Saturday is a Work Day

There's something deeply satisfying to me about sitting here at this table in this cafe with all these stories spread out around me to read. Dozens. I'm listening to Radio Free Klezmer. I'm plowing through story after story about father/son relationships, most of which involve a)hunting b)fishing or c)camping. Then there's winter sports. Poor V has to deal with my constant stream of "never do this" in a story. The latest had to do with fabric stretched tight over women's breasts. Christ. She said she wants to write a story in which fabric droops over a woman's breasts. I say more power to her. I'm realizing why Jenna Blum was so anti-child narrators now, and why AGNI has a blanket policy. (That sounds like a policy to issue afghans to its contributers, but of course I mean a blanket policy against child narrators).
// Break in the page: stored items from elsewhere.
PR #942, opened 2025-03-12
docs: fix parametrized session tagging example

living180:
The final example in the "Assigning tags to parametrized sessions" section was using `nox.param()` incorrectly.  Fix by passing the parameter values as positional arguments (rather than as a tuple), and passing the tags as a keyword argument.


henryiii (approved):

henryiii:
Thanks!

PR #954, opened 2025-04-30
uv version is now uv self version

### LINKED ISSUE #953: uv support broken when recent release of uv 0.7.0
### Current Behavior

This session was working just earlier today, but with the fresh release of uv 0.7.0 it seems that the uv backend is broken, see error below.  This session is setup with `uv` as the only backend.  I have not had time to look into the changes in uv 0.7.0, but I did quickly notice that there are breaking changes in the [release notes](https://github.com/astral-sh/uv/releases/tag/0.7.0).

```python
$ nox --error-on-missing-interpreters --non-interactive --session build
nox > Running session build
nox > Session build raised exception ValueError("No backends present, looked for ('uv',).")
File "/usr/local/lib/python3.13/site-packages/nox/sessions.py", line 1097, in execute
self._create_venv()
~~~~~~~~~~~~~~~~~^^
File "/usr/local/lib/python3.13/site-packages/nox/sessions.py", line 1017, in _create_venv
self.venv = get_virtualenv(
~~~~~~~~~~~~~~^
*backends,
^^^^^^^^^^
...<3 lines>...
venv_params=self.func.venv_params,
^^^^^^^^^^^^^^^^^^^^^^^^^^^^^^^^^^
)
^
File "/usr/local/lib/python3.13/site-packages/nox/virtualenv.py", line 755, in get_virtualenv
raise ValueError(msg)
ValueError: No backends present, looked for ('uv',).
nox > Session build failed.
```

### Expected Behavior

_No response_

### Steps To Reproduce

_No response_

### Environment

```Markdown
- OS:
- Python:
- Nox:
```

### Anything else?

_No response_

Spectre5:
Fixes #953

See https://github.com/astral-sh/uv/pull/12349

Note that I have not actually tested it on my previously failing environment from the issue.  Also, the test cases mock the call to uv version, so perhaps it would be worthwhile to add another test case without the mock to make sure uv is found?

Also, this will work with uv >= 0.7.0 but fail for versions before that, so this becomes a breaking change in nox.  Perhaps a maintainer would rather add in the logic to make nox work for uv versions both before and after 0.7.0.  If not, then `"uv>=0.1.6"` in the pyproject.toml file should be updated to `"uv>=0.7.0"`.

### DIFF
--- a/nox/virtualenv.py
+++ b/nox/virtualenv.py
@@ -108,7 +108,7 @@ def uv_version(uv_bin: str) -> version.Version:
     """Returns uv's version defaulting to 0.0 if uv is not available"""
     try:
         ret = subprocess.run(
-            [uv_bin, "version", "--output-format", "json"],
+            [uv_bin, "self", "version", "--output-format", "json"],
             check=False,
             text=True,
             capture_output=True,
--- a/tests/test_virtualenv.py
+++ b/tests/test_virtualenv.py
@@ -751,7 +751,7 @@ def test_find_uv(
 
     def mock_run(*args: object, **kwargs: object) -> subprocess.CompletedProcess[str]:
         return subprocess.CompletedProcess(
-            args=["uv", "version", "--output-format", "json"],
+            args=["uv", "self", "version", "--output-format", "json"],
             stdout=f'{{"version": "{vers}", "commit_info": null}}',
             returncode=vers_rc,
         )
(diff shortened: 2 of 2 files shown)


alfiedouglas0 (approved):
🙌

henryiii:
Ahh, sorry, didn't look for an existing PR before making #955! I did handle both cases, since the point of checking the version is to handle older versions.

Spectre5:
Closing, See #955

henryiii:
I cherry-picked your test changes, thanks! :)

PR #955, opened 2025-04-30
fix: uv version is now uv self version, support UV

henryiii:
We don't support uv 0.7. This fixes it and also supports the UV environment variable, which wasn't something UV had before. (This fixes nested uv calls, uv sets UV when it calls anything)


Spectre5:
@henryiii can we get a release for this?

henryiii:
Yes, tonight or tomorrow. Trying to quickly fix a few of the most recent open issues, specifically the "broken with newest condas" one. I've updated my conda to test it and now I need to it too :).

PR #957, opened 2025-04-30
fix: conda_install issue with newer conda

### LINKED ISSUE #951: session.conda_install fails when specifying min/max version with newer conda
### Current Behavior

nox > Running session flake8
nox > Creating conda env in .nox/flake8 with python=3.9
nox > conda install --yes --prefix /home/jeff/workspace/nox_test/.nox/flake8 '"flake8>=4.0.1"'
nox > Command conda install --yes --prefix /home/jeff/workspace/nox_test/.nox/flake8 '"flake8>=4.0.1"' failed with exit code 1:

InvalidMatchSpec: Invalid spec '"flake8>=4.0.1"': Invalid version '4.0.1"': invalid character(s)

nox > Session flake8 failed.

### Expected Behavior

I expect the package to be installed when specifying a min or max version

### Steps To Reproduce

noxfile.py:
```
import nox

@nox.session(python='3.9', venv_backend='conda')
def flake8(session):
    session.conda_install('flake8>=4.0.1')
    session.install('--no-deps', '-e', '.')
    session.run('flake8')
```

1. Install a new miniconda version (https://repo.anaconda.com/miniconda/Miniconda3-py312_25.1.1-2-Linux-x86_64.sh)
2. conda create -n nox python=3.11 nox
3. conda activate nox -y
4. nox

### Environment

```Markdown
- OS: Ubuntu 24.04.2
- Python: 3.12.9
- Nox: 2025.2.9
- Conda: 25.1.1
```

### Anything else?

Temporary workaround:
`nox.sessions._dblquote_pkg_install_args = lambda args: args`

You appear to routing this through [subprocess.Popen](https://docs.python.org/3/library/subprocess.html#security-considerations) which states:

> Unlike some other popen functions, this library will not implicitly choose to call a system shell. This means that all characters, including shell metacharacters, can safely be passed to child processes.

I believe that this quoting can be removed completely: https://github.com/wntrblm/nox/blob/main/nox/sessions.py#L726-L727

Fails with:
- conda 25.1.1
- conda 24.11.1

Works with:
- conda 24.9.2

henryiii:
Fix #951.

### DIFF
--- a/.github/workflows/ci.yml
+++ b/.github/workflows/ci.yml
@@ -24,12 +24,14 @@ jobs:
         os: [ubuntu-22.04, windows-latest, macos-13]
         python-version:
           - "3.8"
-          - "3.9"
           - "3.10"
-          - "3.11"
           - "3.12"
           - "3.13"
         include:
+          - os: ubuntu-24.04
+            python-version: "3.9"
+          - os: ubuntu-24.04
+            python-version: "3.11"
           - os: macos-14
             python-version: "3.12"
     steps:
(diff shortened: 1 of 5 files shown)


henryiii:
I don't understand why this fails on Windows. This is supposed to be supported on Windows without extra escaping as far as I can tell: `subprocess.run(["pip", "install", "numpy<2"])`, but it seems like that's pretty much what's failing here. And adding quotes causes modern Conda to error out due to the quotes making it through.

henryiii:
This is strictly better on Unix, and Windows just does the same thing (which works on older Conda's, and hopefully mambas).

PR #962, opened 2025-05-01
fix: correct minimum versions and test

### LINKED ISSUE #961: 2025.05.01 breaks with certain compatible versions of `attrs` installed
### Current Behavior

Receive the following error when invoking nox 2025.05.01: `AttributeError: module 'attrs.validators' has no attribute 'or_'` 
`attrs==23.1` is installed, which is compatible with nox dependency `>=23.1`
This is because as of [PR 932](https://github.com/wntrblm/nox/pull/932) nox uses `.or_` which was not introduced til attrs v24.1.0

Image

### Expected Behavior

Nox can be invoked with all versions consistent with dependency >=23.1 (including attrs < 24.1 which is affected by this issue), or bump attrs dependency

### Steps To Reproduce
Install attrs 23.1
Install nox 2025.05.01
Run nox

henryiii:
Fix #961. Test the minimums and update to fix tests.

### DIFF
--- a/tests/test_virtualenv.py
+++ b/tests/test_virtualenv.py
@@ -1015,9 +1015,16 @@ def test_inner_functions_reusing_venv(
     venv, location = make_one(reuse_existing=True)
     venv.create()
 
+    txt = location.joinpath("pyvenv.cfg").read_text(encoding="utf-8")
+    cfg = {
+        (v := line.partition("="))[0].strip(): v[-1].strip()
+        for line in txt.splitlines()
+    }
+    home = cfg["home"]
+
     # Drop a venv-style pyvenv.cfg into the environment.
-    pyvenv_cfg = """\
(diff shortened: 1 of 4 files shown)


tests/test_virtualenv.py
```diff
@@ -1015,9 +1015,16 @@ def test_inner_functions_reusing_venv(
...
+        (v := line.partition("="))[0].strip(): v[-1].strip()
+        for line in txt.splitlines()
+    }
+    home = cfg["home"]
+
     # Drop a venv-style pyvenv.cfg into the environment.
-    pyvenv_cfg = """\
-    home = /usr/bin
+    pyvenv_cfg = f"""\
+    home = {home}
```
henryiii, line 1027: FWIW, this also fixes an issue I've seen a lot running locally.

PR #967, opened 2025-05-04
fix(types): tighten type for venv_backend

henryiii:
See https://github.com/dantebben/nox-uv/issues/23. We clearly assume it's a string and it seems like typing passes with it tightened.


johnthagen (approved):

dantebben:
I'll be sure that's in the next release.

PR #971, opened 2025-05-12
docs: update badge from black to ruff

shenxianpeng:
Since black was removed in #745, it would be better to update the corresponding badge as well.


johnthagen:
Ruff has a badge if you want to replace it

- https://github.com/astral-sh/ruff?tab=readme-ov-file#ruff

PR #972, opened 2025-05-13
Recommend `--locked` over `--frozen` for `uv sync`

johnthagen:
This tracks upstream recommendations

- https://github.com/astral-sh/uv/pull/12818
- https://github.com/astral-sh/uv/pull/12819

To be honest, I actually think that we should put `--locked` into the default code example above this paragraph. An out-of-date lockfile is something you almost always want to catch in CI or locally with a tool like Nox.

@henryiii what do you think?

For now, this PR takes the more conservative change of simply recommending `--locked` over `--frozen`.

### DIFF
--- a/docs/cookbook.rst
+++ b/docs/cookbook.rst
@@ -140,7 +140,7 @@ If you use a tool like ``uv`` to lock your dependencies, you can use that inside
         session.run("pytest", *session.posargs)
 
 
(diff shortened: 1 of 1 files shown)


edgarrmondragon (approved):
This makes sense. I recently found that I was using `UV_PRERELEASE=allow` in CI but not locally.

henryiii:
What is the default? And what happens if there isn't a lockfile yet? I think the default is like `--frozen` except it creates the lockfile the first time it runs, which is probably useful if people are just using nox and not running uv directly.

Issue #409, opened 2021-03-25
Ability to get a separate log file for each session, containing the full detailed command logs (not the level from the logger)


smarie:
On projects with quite a number of nox sessions, it is a bit annoying if several sessions fail but several other succeed, to get the logs of all failed sessions. 

The same will definitely happen when sessions can run in parallel (See https://github.com/theacodes/nox/issues/198 )

In my projects I came up with a quick and dirty prototype where the full log (including stdout and stderr of all commands) of each session is written to an independent file. When the session ends, the file is renamed either as `SUCCESS_...` or `ERROR_...` as shown below:

![image](https://user-images.githubusercontent.com/3236794/112484656-6bdb6900-8d7a-11eb-9452-ccfa22a486a7.png)

This would be an increadibly useful feature in my opinion. To reach this I had to make a change in the `popen` routine in order to use `asyncio`. That way I have the possibility to create an os-independent `tee` of the stdout and stderr streams to both the log file and the general nox logger.

It works pretty well for six of my projects for now.

For example in [this nox file](https://github.com/smarie/python-pytest-cases/blob/main/noxfile.py)

Let me know if you think that such feature could be relevant and if so, how you would think of integrating it in `nox`.
Best, 
Sylvain

theacodes:
Oh I like this idea a lot.

smarie:
To make a step towards resolution, here is an attemps to specify the feature

 - a new option `nox.options.logsdir` with default value `None` meaning `".nox/_runlogs"` (note: maybe `.nox/` comes from another parameter, I need to check). Setting this option to `False` would disable log files. Setting this to a valid path string changes the folder. 
 
 - The folder does not need to exist, it is created automatically if it doesn't. However if it exists, it needs to be empty

 - If this option is enabled, a new `FileHandler` is added to the root nox logger (`logging.getLogger("nox")`). 

 - The stream open by the file handler is shared with `popen` (that is the underlying method used to execute all commands). This method is rewritten (as shown in my repository above) using asyncio in order to "tee" the stdout/stderr *both* to the log file stream, **and** to the string in memory for possible appending to the log (depending on `silent` and the level).
 
[...]

PR #974, opened 2025-05-15
fix: log Output of Failed Process

jbdyn:
Hi there :wave:,

I started using `nox` for matrix testing in [`elva`](https://github.com/innocampus/elva) and got a working `noxfile.py` in no time.
Very nice :heart: 

Since there are many sessions, I want to write session-specific logs.

However, there was no way to capture the output of a failed `pytest` run to see what went wrong.

So, here is my patch to overcome this.

Basically, the output of a failed process is no longer written to `sys.stderr` solely but instead by the session logger via `logger.error`.
Before, any output logging was prevented by a raised `CommandFailed` exception.

This whole story is somewhat related to issue #409.
The difference is that I didn't need to use `asyncio` in `popen`.

<details>
<summary>That is the current state of my <code>noxfile.py</code></summary>

```python
from itertools import product
from typing import Generator, Iterable
import logging
import sys
from pathlib import Path
from datetime import datetime

import nox

def sanitize_path(path):
    for char in ": =().":
        path = path.replace(char, "-")
    return path

BACKEND = "uv|virtualenv"
EDITABLE = ("-e", ".[dev,logo]")
TIMESTAMP = sanitize_path(datetime.now().isoformat(timespec="minutes"))
LOG_PATH = Path(__file__).parent / "logs" / "nox" / TIMESTAMP
LOG_PATH.mkdir(parents=True, exist_ok=True)

PROJECT = nox.project.load_toml("pyproject.toml")

# from classifiers and not `requires-python` entry;
# see https://nox.thea.codes/en/stable/config.html#nox.project.python_versions
PYTHON = nox.project.python_versions(PROJECT)

# versions to test by compatible release;
# check for every version adding new functionality or breaking the API
WEBSOCKETS = ("13.0.0", "13.1.0", "14.0.0", "14.1.0", "14.2.0", "15.0.0")
TEXTUAL = ("1.0.0", "2.0.0", "2.1.0", "3.0.0", "3.1.0", "3.2.0")


def parameters_excluding_last(*params: Iterable[Iterable[str]]) -> Generator[nox.param, None, None]:
    """Genererate the products of parameters except for the last one."""
    latest = tuple(param[-1] for param in params)

    for prod in product(*params):
        if prod != latest:
            yield nox.param(*prod)



def set_log_file(path):
    SESSION_HANDLER = "nox-session"
    logger = logging.getLogger()

    for handler in logger.handlers:
        if handler.name == SESSION_HANDLER:
            logger.removeHandler(handler)

    handler = logging.FileHandler(path)
    handler.name = SESSION_HANDLER
    logger.addHandler(handler)


@nox.session(
    venv_backend=BACKEND,
)
@nox.parametrize(
    # exclude newest since this environment configuration is covered by the `coverage` session below
    ("python", "websockets", "textual"), parameters_excluding_last(PYTHON, WEBSOCKETS, TEXTUAL)
)
def tests(session, websockets, textual):
    LOG_FILE = LOG_PATH / f"{sanitize_path(session.name)}.log"
    set_log_file(LOG_FILE)

    # idempotent
    session.notify("coverage")

    # install from `pyproject.toml`
    session.install(*EDITABLE)

    # overwrite with specific versions;
    # for compatible release specifier spec,
    # see https://packaging.python.org/en/latest/specifications/version-specifiers/#compatible-release
    session.install(
        f"websockets~={websockets}",
        f"textual~={textual}",
    )

    # TODO: run across all tests
    session.run(
        "pytest",
        "--log-file",
        LOG_FILE,
        "--log-file-mode=a",
        "tests/test_component.py",
        silent=True,
    )


@nox.session(
    venv_backend=BACKEND,
)
def coverage(session):
    LOG_FILE = LOG_PATH / f"{sanitize_path(session.name)}.log"
    set_log_file(LOG_FILE)

    # install from `pyproject.toml`;
    # make sure to install the latest possible versions since `uv` won't update otherwise
    if session.venv_backend == "uv":
        session.install("--exact", "--reinstall", *EDITABLE)
    else:
        session.install(*EDITABLE)

    # TODO: run across all tests
    session.run(
        "coverage",
        "run",
        "-m",
        "pytest",
        "--log-file",
        LOG_FILE,
        "--log-file-mode=a",
        "tests/test_component.py",
        silent=False
    )

    # generate reports
    session.run("coverage", "combine", silent=True)
    session.run("coverage", "report", silent=True)
    session.run("coverage", "html", silent=True)
```
</details>

What do you think?

### DIFF
--- a/tests/test_command.py
+++ b/tests/test_command.py
@@ -259,7 +259,7 @@ def test_fail_with_silent(
             ],
             silent=True,
         )
-    out, err = capsys.readouterr()
+    _out, err = capsys.readouterr()
     assert "out" not in err
     assert "err" not in err
     assert "out" in caplog.text
--- a/tests/test_sessions.py
+++ b/tests/test_sessions.py
@@ -195,6 +195,13 @@ class TestSession:
 
         assert session.venv_backend == "none"
 
+    def test_virtualenv_directory(self) -> None:
+        session, runner = self.make_session_and_runner()
+
+        with tempfile.TemporaryDirectory() as root:
+            runner.global_config.envdir = root
+            assert session.env_dir == Path(runner.envdir)
+
     def test_interactive(self) -> None:
         session, _runner = self.make_session_and_runner()
 


jbdyn:
> Is `session.env_dir` the same as `Path(session.virtualenv.location)`?

Yes, it is:

- `Session.virtualenv` is equivalent to `SessionRunner.venv`
- `SessionRunner.venv` is created via `get_virtualenv` passing `SessionRunner.envdir` as `location` argument for `VirtualEnv`, so `SessionRunner.envdir` is equivalent to `SessionRunner.venv.location`
- `Session.env_dir` is equivalent to `SessionRunner.envdir`
- By logic, that means that `Session.env_dir` is equivalent to `Session.virtualenv.location`

My definition of `Session.env_dir` has the advantage of linking directly to `SessionRunner.envdir`, which seems to be always available.
`Session.virtualenv.location` is not, as `Session.virtualenv` aka `SessionRunner.venv` needs to exist, else a `ValueError` is raised in `Session.virtualenv`.

But, I don't whether this is relevant in practice.

jbdyn:
@henryiii Thank you, too, for reviewing and adding the last test as well!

It's homecoming weekend and yesterday I passed a float that consisted of two large papier mache yams. How rad is that?

Stove, the leaves on the trees are still bright. I wondered to myself whether that would still be the case when you came, then realized you'll be here in 5 days, and how much can really change in that time? Yee-haw.

1 comment:

Sarah said...

Hunh, a lot of my favorite slush pile stories have had child narrators. But most of them failed to solve the "what will happen this precocious little person" question, and made them very conventional bitter recluses.

I'm excited for the leaves! They are turning here too (only yellow, though), and I remembered sadly the other day that the fact that they are falling means that the trees will be bare all winter. In California, one forgets these things.

There's a falcon on a wire outside my window right now as I type this (or at least that what it is to this amateur ornithologist).